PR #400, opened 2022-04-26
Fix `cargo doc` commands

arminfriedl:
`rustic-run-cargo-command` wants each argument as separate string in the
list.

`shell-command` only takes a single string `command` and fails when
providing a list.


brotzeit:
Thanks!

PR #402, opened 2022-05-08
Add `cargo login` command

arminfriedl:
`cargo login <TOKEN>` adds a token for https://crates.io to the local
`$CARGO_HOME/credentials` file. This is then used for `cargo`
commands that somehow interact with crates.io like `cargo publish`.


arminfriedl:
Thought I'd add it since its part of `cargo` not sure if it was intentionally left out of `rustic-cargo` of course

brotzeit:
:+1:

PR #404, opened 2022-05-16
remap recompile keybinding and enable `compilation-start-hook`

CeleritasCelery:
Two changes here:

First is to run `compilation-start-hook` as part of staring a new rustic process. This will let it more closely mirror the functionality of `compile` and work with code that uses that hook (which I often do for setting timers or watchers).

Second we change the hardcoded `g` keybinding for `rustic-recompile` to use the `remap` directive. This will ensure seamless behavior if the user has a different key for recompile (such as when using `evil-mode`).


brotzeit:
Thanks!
◇ ◇ ◇ ◇ ◇ ◇ ◇
> _Exercise details_
What lines of the listing above hold "crates"? Copy all of them.

> _Written reply_
`cargo login <TOKEN>` adds a token for https://crates.io to the local
commands that somehow interact with crates.io like `cargo publish`.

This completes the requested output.